Shifting Narratives: From Currency to Asset
Over time, the narrative has evolved. The advent of institutionalization through ETFs, marketing focused on “Number Go Up” (NGU), and discussions regarding Bitcoin as a portfolio hedge have emerged.
While these developments have contributed to liquidity and wider acceptance, they have arguably distanced the ecosystem from solutions that serve everyday individuals and practical payment scenarios—moving away from Satoshi’s original vision.
Despite Bitcoin’s notable ascent as a store of value, this has overshadowed its fundamental basis in private, peer-to-peer, digital payments.
Key advocates for the project—Dorsey, Linus, Swan, and even Satoshi—remind the community that true, universal utility hinges on recognizing Bitcoin as an active form of money, not merely a stored asset.
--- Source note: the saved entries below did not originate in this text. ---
PR #8557, opened 2020-10-20
Add paddings and borders for panels

ivangrek:
## Proposed changes

- Add paddings and borders for panels.
- Adds expressiveness and allows to clearly delineate the main panels.

### Before

image

### After

image
image
image

It would be nice to make the colors softer. Like this.

## Test methodology 

- Manual
- Visually

## Test environment(s) 

- GIT 
- Windows 

----

:black_nib: I contribute this code under [The Developer Certificate of Origin](../blob/master/contributors.txt).

PR #8667, opened 2020-12-09
Left panel enhancement

ivangrek:
ref #8557

## Proposed changes

- Add textbox with ability to change border color
- Add toolbar to the left panel

### Before

image

image

### After

image

image

### Without "Search" label (discussion)

Maybe replace the button too.

image

image

## Test methodology 

- manually
- visually

## Test environment(s) 

- Git Extensions 3.4.3.9999
- Git 2.28.0.windows.1
- .NET Framework 4.8.4250.0
- DPI 96dpi (no scaling)

----

### DIFF
--- a/GitUI/BranchTreePanel/RepoObjectsTree.Designer.cs
+++ b/GitUI/BranchTreePanel/RepoObjectsTree.Designer.cs
@@ -99,7 +99,6 @@ namespace GitUI.BranchTreePanel
             this.tsbShowTags = new System.Windows.Forms.ToolStripButton();
             this.tsbShowSubmodules = new System.Windows.Forms.ToolStripButton();
             this.branchSearchPanel = new System.Windows.Forms.TableLayoutPanel();
-            this.lblSearchBranch = new System.Windows.Forms.Label();
             this.btnSearch = new System.Windows.Forms.Button();
             this.menuSettings = new System.Windows.Forms.ContextMenuStrip(this.components);
             this.toolTip = new System.Windows.Forms.ToolTip(this.components);
@@ -515,7 +514,6 @@ namespace GitUI.BranchTreePanel
             this.branchSearchPanel.ColumnStyles.Add(new System.Windows.Forms.ColumnStyle());
             this.branchSearchPanel.ColumnStyles.Add(new System.Windows.Forms.ColumnStyle());
             this.branchSearchPanel.ColumnStyles.Add(new System.Windows.Forms.ColumnStyle());
-            this.branchSearchPanel.Controls.Add(this.lblSearchBranch, 0, 0);
             this.branchSearchPanel.Controls.Add(this.btnSearch, 2, 0);
             this.branchSearchPanel.Dock = System.Windows.Forms.DockStyle.Fill;
             this.branchSearchPanel.Location = new System.Drawing.Point(0, 25);
@@ -524,16 +522,6 @@ namespace GitUI.BranchTreePanel
             this.branchSearchPanel.RowStyles.Add(new System.Windows.Forms.RowStyle());
             this.branchSearchPanel.Size = new System.Drawing.Size(300, 26);
             this.branchSearchPanel.TabIndex = 4;
-            // 
-            // lblSearchBranch
-            // 
-            this.lblSearchBranch.Anchor = System.Windows.Forms.AnchorStyles.Left;
-            this.lblSearchBranch.AutoSize = true;
-            this.lblSearchBranch.Location = new System.Drawing.Point(3, 6);
-            this.lblSearchBranch.Name = "lblSearchBranch";
-            this.lblSearchBranch.Size = new System.Drawing.Size(44, 13);
-            this.lblSearchBranch.TabIndex = 0;
-            this.lblSearchBranch.Text = "Search:";
             // 
             // btnSearch
             // 
@@ -651,7 +639,6 @@ namespace GitUI.BranchTreePanel
         private ToolStripMenuItem mnubtnFetchOneBranch;
         private TableLayoutPanel repoTreePanel;
         private TableLayoutPanel branchSearchPanel;
-        private Label lblSearchBranch;
         private Button btnSearch;
         private ContextMenuStrip menuSettings;
         private ToolStripSeparator toolStripSeparator1;
--- a/GitUI/BranchTreePanel/RepoObjectsTree.Designer.cs
+++ b/GitUI/BranchTreePanel/RepoObjectsTree.Designer.cs
@@ -60,12 +60,16 @@ namespace GitUI.BranchTreePanel
             this.tsmiMainMenuSpacer2 = new System.Windows.Forms.ToolStripSeparator();
             this.mnubtnCollapseAll = new System.Windows.Forms.ToolStripMenuItem();
             this.mnubtnExpandAll = new System.Windows.Forms.ToolStripMenuItem();
+            this.mnubtnMoveUp = new System.Windows.Forms.ToolStripMenuItem();
+            this.mnubtnMoveDown = new System.Windows.Forms.ToolStripMenuItem();
             this.menuBranch = new System.Windows.Forms.ContextMenuStrip(this.components);
             this.mnubtnFilterLocalBranchInRevisionGrid = new System.Windows.Forms.ToolStripMenuItem();
+            this.runScriptToolStripMenuItem = new System.Windows.Forms.ToolStripMenuItem();
             this.mnubtnFilterRemoteBranchInRevisionGrid = new System.Windows.Forms.ToolStripMenuItem();
             this.menuTags = new System.Windows.Forms.ContextMenuStrip(this.components);
             this.menuRemotes = new System.Windows.Forms.ContextMenuStrip(this.components);
             this.mnuBtnManageRemotesFromRootNode = new System.Windows.Forms.ToolStripMenuItem();
+            this.mnuBtnFetchAllRemotes = new System.Windows.Forms.ToolStripMenuItem();
             this.mnuBtnPruneAllRemotes = new System.Windows.Forms.ToolStripMenuItem();
             this.menuRemote = new System.Windows.Forms.ContextMenuStrip(this.components);
             this.mnubtnRemoteBranchFetchAndCheckout = new System.Windows.Forms.ToolStripMenuItem();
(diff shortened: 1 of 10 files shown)


RussKie:
Relates to https://github.com/gitextensions/gitextensions/issues/4814.

A big question - would we plan to add any more functionality to the new panel? For just two buttons it looks kind of like a wasted space.

GitUI/Win32/MessageCode.cs
```diff
@@ -0,0 +1,40 @@
+﻿namespace GitUI.Win32
+{
+    public enum MessageCode : int
```
RussKie, line 3: Win32 messages live here: https://github.com/gitextensions/gitextensions/blob/master/GitUI/Interops/Messages.cs

GitUI/Win32/NativeMethod.cs
```diff
@@ -0,0 +1,11 @@
+﻿using System;
+using System.Runtime.InteropServices;
+
+namespace GitUI.Win32
+{
+    internal static class NativeMethod
```
RussKie, line 6: Move to https://github.com/gitextensions/gitextensions/tree/master/GitUI/Interops

RussKie (changes requested):

ivangrek:
> A big question - would we plan to add any more functionality to the new panel? For just two buttons it looks kind of like a wasted space.

A place for a flight of fantasy. 😄 
You might also wonder why they are not in the context menu.

GitUI/UserControls/ExTextBox.cs
```diff
@@ -0,0 +1,107 @@
...
+        {
+            get => _borderFocusedColor;
+
+            set
+            {
+                _borderFocusedColor = value;
+
+                Invalidate();
+            }
+        }
```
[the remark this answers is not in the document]
ivangrek: Ok, I'm trying to separate blocks of code and variable assignments by one line.

RussKie:
> A place for a flight of fantasy. 😄
> You might also wonder why they are not in the context menu.

Haha, yes. But on a serious note, what would be a good idea to add to this menu? @gitextensions/git-extensions-team 

As for the contextmenu - this requires extra actions (like a right click), and some actions like "expand/collapse all" are not _really_ relevant on individual items, and are better placed at common locations such as this toolpanel.

GitUI/BranchTreePanel/RepoObjectsTree.Designer.cs
```diff
@@ -77,50 +81,45 @@ private void InitializeComponent()
...
             this.mnuBtnPruneAllBranchesFromARemote = new System.Windows.Forms.ToolStripMenuItem();
+            this.mnuBtnOpenRemoteUrlInBrowser = new System.Windows.Forms.ToolStripMenuItem();
             this.repoTreePanel = new System.Windows.Forms.TableLayoutPanel();
+            this.leftPanelToolStrip = new GitUI.ToolStripEx();
+            this.collapseAllToolStripButton = new System.Windows.Forms.ToolStripButton();
+            this.settingsToolStripDropDownButton = new System.Windows.Forms.ToolStripDropDownButton();
+            this.showBranchesToolStripMenuItem = new System.Windows.Forms.ToolStripMenuItem();
+            this.showRemotesToolStripMenuItem = new System.Windows.Forms.ToolStripMenuItem();
+            this.showTagsToolStripMenuItem = new System.Windows.Forms.ToolStripMenuItem();
+            this.showSubmodulesToolStripMenuItem = new System.Windows.Forms.ToolStripMenuItem();
```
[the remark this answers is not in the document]
ivangrek: Are these prefixes so important? Microsoft does not recommend using them.
https://docs.microsoft.com/en-us/dotnet/standard/design-guidelines/general-naming-conventions?redirectedfrom=MSDN

mast-eu:
> what would be a good idea to add to this menu?

A useful feature would be the ability to change the sorting order, especially for Tags.
When you have tagged many versions following semantic versioning, it can easily happen that you have to scroll down to see the latest versions' tags. I need, however, much more often quick access to the latest versions, rather than the first ones. Inverting the sorting would show the most recent version on top.

vbjay:
I like martin's idea. To add to it. It would be nice if possible to sort by
how far down the tag is( tag nearest head first, next nearest....).  If
this is not possible then by date of commit. Although date isn't reliable
with rebases involved.

RussKie:
E.g. expose this functionality in the toolbar?
image

GitUI/BranchTreePanel/RepoObjectsTree.Designer.cs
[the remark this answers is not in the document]
RussKie: Yes. Firstly for consistency purposes. Secondly, when a form/control has a lot of child controls having controls grouped by prefix makes it significantly easier to locate the necessary control. And reason about control type when looking through the list.

GitUI/UserControls/ExTextBox.cs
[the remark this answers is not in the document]
RussKie: I don't think in this context "grouping" matters, but creates a lot of dead space, making harder to grasp the code.

ivangrek:
These buttons.

image

RussKie:
Great, looks like we can fill the toolbar ;)
Let's fix nits, and get this merged.

gerhardol:
I still prefer to not have an extra row. Remove the Search label and a few more buttons can fit...

ivangrek:
> I still prefer to not have an extra row. Remove the Search label and a few more buttons can fit...

Tried to follow the UX. In the future, this will make it very easy to add new buttons.

image

We also have our own UX. I think we will come to this someday.

image

ivangrek:
image

image

pmiossec:
With a placehoder text it would have been perfect. But perhaps we would have to wait after the .net core migration to have it...

gerhardol:
> With a placehoder text it would have been perfect. But perhaps we would have to wait after the .net core migration to have it...

We have that in many other boxes already, should be possible.
But this is the same as right now for me, the "Search" label do not add any benefit to the user, there is a search button to the right

pmiossec:
>But this is the same as right now for me, the "Search" label do not add any benefit to the user, there is a search button to the right

It doesn't add great value, I could admit but for me it improve the UX by letting the user know clearly what is the operation that will be done.
When I see an textbox like that I always wonder if it will do a filter or a search.

And I think that in term of UX, it's better to have a reminder when you enter the field instead than having to analyze the icon and  hoped that the icon has been well chosen...

RussKie:
> 
> image
> 
> image

I think I like these more. it aligns with VS design. And this layout is more open to hosting more buttons (that we discussed above).
My 2c.

RussKie:
Sent too early.

This design is also consistent with other forms we have, e.g.:
image

ivangrek:
> This design is also consistent with other forms we have, e.g.

Yes. I talked about this. Search field can be replaced for consistency UI.
At this stage, both options suit me.

Also fixed this case.

image

image

RussKie:
> > image
> > image
> 


I propose we keep this implementation

ivangrek:
🚀

pmiossec:
> I propose we keep this implementation

 Are you sure you don't want to keep all on one line until some new icons are added? 😁 (because it looks empty and I find it weird in terms of UI... )

gerhardol:
> Are you sure you don't want to keep all on one line until some new icons are added? 😁 (because it looks empty and I find it weird in terms of UI... )

I agree, wasted space

RussKie:
> Are you sure you don't want to keep all on one line until some new icons are added? 😁 (because it looks empty and I find it weird in terms of UI... )

Yes, per the discussion above - there are a number of controls that can/should be placed on the toolbar, e.g.
* https://github.com/gitextensions/gitextensions/pull/8667#issuecomment-742811431
* https://github.com/gitextensions/gitextensions/pull/8667#issuecomment-743000461

ivangrek:
Roll back the last commit?

ivangrek:
image

image

GitUI/BranchTreePanel/RepoObjectsTree.SettingsContextMenu.cs
```diff
@@ -131,16 +133,17 @@ private void ShowEnabledTrees()
...
 
-            if (tsmiShowSubmodules.Checked)
+            if (tsmiShowSubmodule.Checked)
             {
                 AddTree(_submoduleTree);
             }
         }
 
-        private void tsmiShowBranches_Click(object sender, EventArgs e)
+        private void showBranchesToolStripMenuItem_Click(object sender, EventArgs e)
```
RussKie, line 142: Event handlers names must match controls

RussKie:
> image
> image

This has move vote as it allows us to expose more functionality in the toolbar and is consistent with the FormCommit. Judging by comments @mast-eu and @vbjay lean this way as well. 

@gerhardol and @pmiossec I appreciate you are not very enthusiastic about this layout because right now it has empty space (so am I). Once we fill the space, how would you feel about it?

I'd be interested in opinions from @mstv and @NikolayXHD.

gerhardol:
> @gerhardol and @pmiossec I appreciate you are not very enthusiastic about this layout because right now it has empty space (so am I). Once we fill the space, how would you feel about it?

Fine when we fill the space, just right now it looks weird (up to 4 buttons should be fine, after that they need a separate row)
You have the final decision....

RussKie:
In the interest of reducing the code churn and incentify us to fill in the glaring void let's move with "the toolbar above the search bar" option.

mstv:
I have no strong opinion. Since more and more functionality is added to the Left Panel, this seems to be a good preparation.

ivangrek:
https://user-images.githubusercontent.com/3169265/102894773-49c90680-446c-11eb-921c-37f00e2dc847.mp4

ivangrek:
🚀

GitUI/BranchTreePanel/RepoObjectsTree.Designer.cs
```diff
@@ -337,74 +364,151 @@ private void InitializeComponent()
...
+            this.leftPanelToolStrip.ClickThrough = true;
+            this.leftPanelToolStrip.GripStyle = System.Windows.Forms.ToolStripGripStyle.Hidden;
+            this.leftPanelToolStrip.Items.AddRange(new System.Windows.Forms.ToolStripItem[] {
+            this.tsbCollapseAll,
+            this.tsbSettings});
+            this.leftPanelToolStrip.Location = new System.Drawing.Point(0, 0);
+            this.leftPanelToolStrip.Name = "leftPanelToolStrip";
+            this.leftPanelToolStrip.Size = new System.Drawing.Size(300, 25);
+            this.leftPanelToolStrip.TabIndex = 5;
+            this.leftPanelToolStrip.Text = "toolStrip1";
```
RussKie, line 450: Redundant

GitUI/BranchTreePanel/RepoObjectsTree.Designer.cs
```diff
@@ -337,74 +364,151 @@ private void InitializeComponent()
...
+            // 
+            // tsbCollapseAll
+            // 
+            this.tsbCollapseAll.DisplayStyle = System.Windows.Forms.ToolStripItemDisplayStyle.Image;
+            this.tsbCollapseAll.Image = global::GitUI.Properties.Images.CollapseAll;
+            this.tsbCollapseAll.ImageTransparentColor = System.Drawing.Color.Magenta;
+            this.tsbCollapseAll.Name = "tsbCollapseAll";
+            this.tsbCollapseAll.Size = new System.Drawing.Size(23, 22);
+            this.tsbCollapseAll.Text = "toolStripButton1";
```
RussKie, line 459: ditto

GitUI/BranchTreePanel/RepoObjectsTree.Designer.cs
```diff
@@ -337,74 +364,151 @@ private void InitializeComponent()
...
+            this.tsbCollapseAll.Click += new System.EventHandler(this.btnCollapseAll_Click);
+            // 
+            // tsbSettings
+            // 
+            this.tsbSettings.DisplayStyle = System.Windows.Forms.ToolStripItemDisplayStyle.Image;
+            this.tsbSettings.DropDownItems.AddRange(new System.Windows.Forms.ToolStripItem[] {
+            this.tsmiShowBranches,
+            this.tsmiShowRemotes,
+            this.tsmiShowTags,
+            this.tsmiShowSubmodules});
```
RussKie, line 469: I don't think we need this dropdown button, suggest removing it and placing the 4 buttons it contains directly on the toolbar

GitUI/Translation/English.xlf
```diff
@@ -8136,6 +8136,14 @@ To show all branches, right click the revision grid, select 'view' and then the
...
         <target />
       </trans-unit>
+      <trans-unit id="tsbCollapseAll.Text">
+        <source>toolStripButton1</source>
+        <target />
+      </trans-unit>
+      <trans-unit id="tsbSettings.Text">
+        <source>toolStripDropDownButton1</source>
+        <target />
+      </trans-unit>
```
RussKie, line 8146: None of these should be here

GitUI/Interops/NativeMethod.cs
```diff
@@ -0,0 +1,10 @@
+﻿using System.Runtime.InteropServices;
```
RussKie, line 1: This must reside in https://github.com/gitextensions/gitextensions/tree/master/GitUI/Interops/User32 and follow the file and class naming schemes

GitUI/UserControls/ExTextBox.cs
```diff
@@ -0,0 +1,101 @@
+﻿using System;
+using System.Drawing;
+using System.Windows.Forms;
+
+namespace GitUI.UserControls
+{
+    internal sealed class ExTextBox : TextBox
```
RussKie, line 7: We have an established naming scheme (for better or for worse):
```suggestion
    internal sealed class TextBoxEx : TextBox
```

RussKie (commented):
👍 

Please make up the history as well.

ivangrek:
image

image

RussKie (approved):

Bitcoin Audible host Guy Swann called for a meaningful public discussion, tagging influential Bitcoin community members like Dorsey, Linus, Michael Saylor, Saifedean Ammous, and Adam Back:
“I want the best here who will bring real arguments. Not just taglines, moral posturing, and quotes from the whitepaper.”
Reducing Bitcoin to just a store of value risks losing the original vision and practicality that once set it apart. The future of Bitcoin as a payment method relies on a community willing to challenge dominant narratives and refocus on payments and real-world usage.